La maison où une fillette de 10 ans a été poignardée à Uckange, en Moselle © TF1-LCI 
Fillette poignardée : la mère soupçonnée plutôt que son fils
L'affaire est si macabre qu'elle a été "signalée" au ministère de la Justice à Paris. La mère de la fillette de 10 ans poignardée samedi à Uckange, en Moselle, a reconnu mardi soir avoir elle-même porté le coup de couteau, selon une source proche de l'enquête. Un geste dont son fils âgé de 5 ans, s'était d'abord accusé, parce que, avait-il dit, sa soeur avait refusé de lui prêter sa console de jeux, et qui pourrait désormais valoir à la mère, âgée de 36 ans une mise en examen pour tentative d'infanticide. Elle a été placée en garde à vue mardi dans l'après-midi, peu avant une nouvelle perquisition au domicile familial.
Les soupçons de la justice se sont portés sur la mère après qu'un chirurgien de l'hôpital pour enfants de Nancy-Brabois, où la fillette est hospitalisée depuis trois jours, a conclu qu'"un enfant de 5 ans n'avait pas pu porter un coup (de couteau) d'une telle violence", a précisé la source proche de l'enquête. L'expertise médicale a montré qu'un poumon de la petite fille de 10 ans avait été "légèrement perforé" par le coup, selon cette source. Les enquêteurs ont alors interrogé une 2e fois la fillette qui, d'après la source, aurait fini par reconnaître que "c'est maman la cause".
"Aucun organe vital n'a été touché"
Lundi, le petit frère de la fillette âgé de 5 ans avait déclaré aux enquêteurs qu'il avait poignardé sa soeur, pensant que le couteau dont il s'était servi "était un jouet" de dînette. "Je croyais que c'était un jouet. J'ai mis le couteau", a-t-il dit selon Le Républicain lorrain de mardi. Les gendarmes ont perquisitionné mardi après-midi le domicile familial où ils auraient trouvé des indices matériels ayant permis de faire porter les soupçons sur la mère, a indiqué une policière.
Samedi, la mère, serveuse au Luxembourg, avait confié ses deux enfants à des proches jusqu'à son retour du travail à 2h30. Elle avait déclaré aux gendarmes qu'elle avait laissé sur la table de la cuisine le couteau ayant servi au drame et avec lequel elle s'était préparé une collation. Vers 10h30, elle avait été réveillée par les cris de sa fille qu'elle avait découverte avec le couteau planté dans le thorax.

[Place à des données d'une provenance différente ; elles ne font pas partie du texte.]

PR #3054, opened 2016-06-07
make function declaration consistent

denar90:
### Proposed changes
 - in some places we have `foo: function() {...}` in some `bar() {...}`, so I proposing to make it consistent in format `bar() {...}`

Link to the issue:
I think It's a bit related to https://github.com/marionettejs/backbone.marionette/issues/2858
So for Classes we can have `bar() {...}` declaration and for utils 
```
function foo() {
  ...
}

function bar() {
  ...
}
export {foo, bar}
```
as it is now.

### DIFF
--- a/.eslintrc
+++ b/.eslintrc
@@ -54,7 +54,7 @@
     "no-undef": 2,
     "no-unused-vars": [ 1, { "args": "none" } ],
     "no-with": 2,
-    "one-var": [ 2, "never" ],
+    "no-var": 2,
     "operator-linebreak": [ 2, "after" ],
     "quotes": [ 2, "single" ],
     "semi": [ 0, "never" ],
@@ -71,6 +71,7 @@
     "strict": 0,
     "valid-jsdoc": 2,
     "valid-typeof": 2,
-    "wrap-iife": [ 2, "inside" ]
+    "wrap-iife": [ 2, "inside" ],
+    "object-shorthand": [ 2, "methods" ]
   }
 }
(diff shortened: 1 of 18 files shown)


paulfalgout:
Works for me.  We could enforce this with the method option of the eslint rule: http://eslint.org/docs/rules/object-shorthand#options

JSteunou:
+1 on the eslint rule

.eslintrc
```diff
@@ -71,6 +71,7 @@
     "strict": 0,
     "valid-jsdoc": 2,
     "valid-typeof": 2,
-    "wrap-iife": [ 2, "inside" ]
+    "wrap-iife": [ 2, "inside" ],
+    "object-shorthand": [ 2, "methods" ]
```
paulfalgout: sorry to be picky, but can you add this alphabetically?

.eslintrc
```diff
@@ -54,7 +54,7 @@
     "no-undef": 2,
     "no-unused-vars": [ 1, { "args": "none" } ],
     "no-with": 2,
-    "one-var": [ 2, "never" ],
+    "no-var": 2,
```
paulfalgout: same here, can you move it up one?

.eslintrc
denar90: Sure. Fair enough. It was me who didn't notice that they are sorted alphabetically.

paulfalgout:
👍

JSteunou:
:+1:

Issue #2989, opened 2016-04-22
Feature request — bindEntityReplies


rogovdm:
`bindEntityReplies` is an analogue to `bindEntityEvents`, but will bind / unbind within a channel using `.reply` and `.stopReplying` functions accordingly.

paulfalgout:
https://github.com/marionettejs/backbone.marionette/blob/next/src/bind-radio-requests.js#L34

rogovdm:
@paulfalgout oh, cool.

Are we sure that it's exactly bind-radio-*requests*? What we are binding in that code are replies, not requests

rogovdm:
Also, why to "limit" it's usage to only radio objects by naming it like that? It will work with any object, that has reply method with specific signature.

So my proposal to name this util functions like this: 
- bindEntityReplies
- unbindEntityReplies

paulfalgout:
I _think_ the naming comes from the key and not the value such that `{ "request:name": "replyHandler" }` we're binding the "request:name" to the reply handler.  The same could be said about "events" where the event is the key of the hash and the value is the handler.

It is true it'll work with any object with the reply API. I don't disagree with your suggestion either. However I think the naming is related to promoting Radio.  I'd have to dig back through the issue related to radio a bit, but for instance `bindEntityEvents` will be aliased as `bindRadioEvents` as well.  https://github.com/marionettejs/backbone.marionette/blob/next/src/backbone.marionette.js#L63

@marionettejs/marionette-core I'd actually support dropping the radio specific naming of the new API in favor of just using `bindEntityRequest` and not introducing an alias.  Thoughts?

Issue #3055, opened 2016-06-08
Update Documentation for Functions


denar90:
We should look through removed methods and docs for new one.

Were removed:
 - `proxyGetOption` 
 - `proxyBindEntityEvents`
 - `proxyUnbindEntityEvents`
 - `normalizeUIKeys`
 - `normalizeUIValues`
 - `actAsCollection`

Were added:
 - `bindRequests`
 -  `unbindRequests`
 - `deprecate`
 - `isEnabled`
 - `setEnabled`
 - `monitorViewEvents`

scott-w:
Are these related to any topic in particular? It'll be good to have a think about how this fits into #3066. It should be fine to put this into the `marionette.functions.md` file for now, however.

denar90:
I think we should leave this file as it is between `Templates and Rendering` and `Errors` topics. What do you think about name `API` instead of `Functions`?

scott-w:
API could work, or as part of "Advanced Topics"?

paulfalgout:
soo..
I don't think we necessarily need to document `deprecate`

`monitorViewEvents` can be / will be documented as part of the View lifecycle
`isEnabled` / `setEnabled` should go along with installation / configuration I would think.. this is for feature flags...  _although_ we might want feature flags to have its own section now, as depending on how often they get used, that could be a significant bit of documentation.
bind/unbind seems perhaps like advanced topics.  I'm indifferent to where they go, but they're definitely for someone who is digging deeper..  Though a lot of it will be anything but "advanced" as far as difficulty or complexity..  for instance `isNodeAttached` is a very simple utility.  but as far as "advanced" means anything beyond the basics of what you need to know to get started.. 👍

denar90:
resolver by #3068

PR #3056, opened 2016-06-08
rename bindEntityEvents->bindEvents

denar90:
### Proposed changes
 - bindEntityEvents became bindEvents, 
 - bindRadioRequests became bindRequests

Link to the issue:
#2989 

Also maybe we should think about removing `bindRadioEvents`, `unbindRadioEvents` because they are identical to `bindEntityEvents/unbindEntityEvents`?  What do you think guys?

### DIFF
--- a/src/backbone.marionette.js
+++ b/src/backbone.marionette.js
@@ -60,8 +60,6 @@ Marionette.noConflict = function() {
 // Utilities
 Marionette.bindEvents = proxy(bindEvents);
 Marionette.unbindEvents = proxy(unbindEvents);
-Marionette.bindRadioEvents = proxy(bindEvents);
-Marionette.unbindRadioEvents = proxy(unbindEvents);
 Marionette.bindRequests = proxy(bindRequests);
 Marionette.unbindRequests = proxy(unbindRequests);
 Marionette.mergeOptions = proxy(mergeOptions);
--- a/src/backbone.marionette.js
+++ b/src/backbone.marionette.js
@@ -31,14 +31,14 @@ import {
 } from './config/features';
 
 import {
-  bindEntityEvents,
-  unbindEntityEvents
-} from './bind-entity-events';
+  bindEvents,
+  unbindEvents
+} from './bind-events';
 
 import {
-  bindRadioRequests,
-  unbindRadioRequests
-} from './bind-radio-requests';
+  bindRequests,
+  unbindRequests
+} from './bind-requests';
 
 import {
   triggerMethod,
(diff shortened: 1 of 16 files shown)


paulfalgout:
Oh yeah.. I think if we're doing this bindRadioEvents doesn't need to exist.  can just use `bindEvents`

src/bind-events.js
```diff
@@ -39,7 +39,7 @@ function iterateEvents(target, entity, bindings, actionName) {
   if (!_.isObject(bindings)) {
     throw new MarionetteError({
       message: 'Bindings must be an object.',
-      url: 'marionette.functions.html#marionettebindentityevents'
+      url: 'marionette.functions.html#marionettebindEvents'
```
paulfalgout: I don't think the url will have an uppercase E

test/unit/bind-radio-request.spec.js
```diff
@@ -76,14 +76,14 @@ describe('Marionette.bindRadioRequests', function() {
...
-        Marionette.bindRadioRequests(this.target, this.channel, 'replyFooStub');
+        Marionette.bindRequests(this.target, this.channel, 'replyFooStub');
       }.bind(this);
     });
 
     it('should error', function() {
       expect(this.run).to.throw(Marionette.Error, new Marionette.Error({
         message: 'Bindings must be an object.',
-        url: 'marionette.functions.html#marionettebindradiorequests'
+        url: 'marionette.functions.html#marionettebindRequests'
```
paulfalgout: again these'll match links on the website that are generated from the `docs/*.md` and so I think those `#hash` are all lower case.

That does point out something though.. the docs need to be updated as well to reflect these changes.

denar90: What do you think if I change doc for `bindEvents` but for others in scope of task #3055 ?

src/backbone.marionette.js
```diff
@@ -58,12 +58,12 @@ Marionette.noConflict = function() {
...
 // Utilities
-Marionette.bindEntityEvents = proxy(bindEntityEvents);
-Marionette.unbindEntityEvents = proxy(unbindEntityEvents);
-Marionette.bindRadioEvents = proxy(bindEntityEvents);
-Marionette.unbindRadioEvents = proxy(unbindEntityEvents);
-Marionette.bindRadioRequests = proxy(bindRadioRequests);
-Marionette.unbindRadioRequests = proxy(unbindRadioRequests);
+Marionette.bindEvents = proxy(bindEvents);
+Marionette.unbindEvents = proxy(unbindEvents);
+Marionette.bindRadioEvents = proxy(bindEvents);
```
paulfalgout: I think it is perfectly ok to remove `bindRadioEvents` here as it matches the renaming of `bindRadioRequests`

paulfalgout:
👍  I personally like how this turned out a lot.  And it reduces the v3 API which is a big plus.

JSteunou:
Totally in, that's a great simplification! :+1:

Selon des voisins interrogés à Uckange, les enfants paraissaient bien élevés en dépit de disputes fréquentes qui opposaient la mère à son ex-mari, d'origine albanaise. "Ces disputes avaient perturbé la fillette qui avait été signalée dans son école comme étant 'turbulente'", a affirmé l'un d'entre eux, Gérard S.. Se présentant comme un "ami de la famille", il a ajouté que "tout le monde se connaissait" dans ce quartier d'Uckange, commune de 8.000 habitants du bassin sidérurgique lorrain. La petite fille, qui avait perdu beaucoup de sang, se trouvait toujours mardi à l'hôpital pour enfants de Nancy-Brabois, "mais ses jours ne sont pas en danger, aucun organe vital n'a été touché", d'après Gérard Léonardi, le maire d'Uckange, commune de quelque 8.000 habitants du bassin sidérurgique lorrain.